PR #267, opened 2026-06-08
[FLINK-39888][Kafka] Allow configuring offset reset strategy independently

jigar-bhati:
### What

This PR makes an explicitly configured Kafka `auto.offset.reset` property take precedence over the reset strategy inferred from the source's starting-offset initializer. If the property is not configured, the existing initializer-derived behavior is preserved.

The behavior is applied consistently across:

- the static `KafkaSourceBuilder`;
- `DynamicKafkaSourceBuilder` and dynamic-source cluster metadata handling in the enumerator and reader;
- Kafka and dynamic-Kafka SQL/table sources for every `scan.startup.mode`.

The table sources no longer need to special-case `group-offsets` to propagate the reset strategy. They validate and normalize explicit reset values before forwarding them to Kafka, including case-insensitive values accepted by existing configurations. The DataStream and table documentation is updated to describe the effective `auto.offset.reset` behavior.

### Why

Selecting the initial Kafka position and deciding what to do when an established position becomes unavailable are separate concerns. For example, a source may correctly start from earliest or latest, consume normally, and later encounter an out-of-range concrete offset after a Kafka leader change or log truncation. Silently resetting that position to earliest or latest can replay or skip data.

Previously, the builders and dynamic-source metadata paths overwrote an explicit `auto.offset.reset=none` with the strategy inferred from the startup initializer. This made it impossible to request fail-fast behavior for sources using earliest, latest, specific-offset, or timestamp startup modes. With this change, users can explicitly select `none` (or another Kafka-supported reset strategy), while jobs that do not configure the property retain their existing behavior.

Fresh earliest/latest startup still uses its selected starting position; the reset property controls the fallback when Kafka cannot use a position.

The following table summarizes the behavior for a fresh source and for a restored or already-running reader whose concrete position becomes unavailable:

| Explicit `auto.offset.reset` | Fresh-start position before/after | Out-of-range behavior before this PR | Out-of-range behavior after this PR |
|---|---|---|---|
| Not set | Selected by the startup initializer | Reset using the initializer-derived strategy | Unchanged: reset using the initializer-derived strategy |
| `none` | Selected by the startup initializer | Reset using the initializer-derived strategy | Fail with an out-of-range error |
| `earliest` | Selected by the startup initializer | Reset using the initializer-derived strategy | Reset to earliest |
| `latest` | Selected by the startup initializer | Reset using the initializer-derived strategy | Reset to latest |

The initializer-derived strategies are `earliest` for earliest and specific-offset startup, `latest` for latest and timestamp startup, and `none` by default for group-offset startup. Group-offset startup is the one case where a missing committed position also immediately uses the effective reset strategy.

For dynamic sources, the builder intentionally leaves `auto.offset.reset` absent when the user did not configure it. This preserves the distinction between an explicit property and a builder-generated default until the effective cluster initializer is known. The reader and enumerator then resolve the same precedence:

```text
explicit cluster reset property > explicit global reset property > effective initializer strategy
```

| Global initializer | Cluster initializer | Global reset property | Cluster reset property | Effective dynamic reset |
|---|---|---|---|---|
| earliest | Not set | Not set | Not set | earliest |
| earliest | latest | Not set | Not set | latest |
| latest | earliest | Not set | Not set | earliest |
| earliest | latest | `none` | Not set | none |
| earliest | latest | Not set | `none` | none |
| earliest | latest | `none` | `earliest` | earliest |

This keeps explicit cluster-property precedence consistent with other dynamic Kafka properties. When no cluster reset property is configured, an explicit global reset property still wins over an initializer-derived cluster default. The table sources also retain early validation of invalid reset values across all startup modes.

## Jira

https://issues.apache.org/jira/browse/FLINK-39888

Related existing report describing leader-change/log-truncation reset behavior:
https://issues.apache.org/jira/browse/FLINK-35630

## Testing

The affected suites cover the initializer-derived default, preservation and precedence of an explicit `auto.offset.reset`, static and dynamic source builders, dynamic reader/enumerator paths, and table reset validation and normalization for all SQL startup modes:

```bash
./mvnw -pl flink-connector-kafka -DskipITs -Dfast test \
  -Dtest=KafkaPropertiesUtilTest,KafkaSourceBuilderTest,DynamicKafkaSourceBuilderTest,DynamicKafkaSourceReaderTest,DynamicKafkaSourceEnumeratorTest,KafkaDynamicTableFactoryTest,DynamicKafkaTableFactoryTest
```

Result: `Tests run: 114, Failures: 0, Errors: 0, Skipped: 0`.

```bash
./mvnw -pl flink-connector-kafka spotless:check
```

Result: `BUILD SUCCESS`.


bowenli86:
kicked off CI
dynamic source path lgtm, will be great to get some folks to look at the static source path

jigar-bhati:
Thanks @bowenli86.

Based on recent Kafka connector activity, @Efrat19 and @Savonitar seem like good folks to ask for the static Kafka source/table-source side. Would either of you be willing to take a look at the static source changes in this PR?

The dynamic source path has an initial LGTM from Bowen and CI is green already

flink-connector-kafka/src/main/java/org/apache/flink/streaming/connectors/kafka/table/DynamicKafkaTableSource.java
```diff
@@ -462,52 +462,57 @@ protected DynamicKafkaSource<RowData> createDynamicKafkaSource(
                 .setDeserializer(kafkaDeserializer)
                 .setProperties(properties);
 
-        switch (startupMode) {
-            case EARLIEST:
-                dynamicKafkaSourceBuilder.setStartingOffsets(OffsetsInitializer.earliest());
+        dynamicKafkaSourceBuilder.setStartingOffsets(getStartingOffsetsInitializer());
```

> _Task instructions_
Matching lines for the string "configured": count them across the listing and reply with the number alone.

> _Answer to this task_
2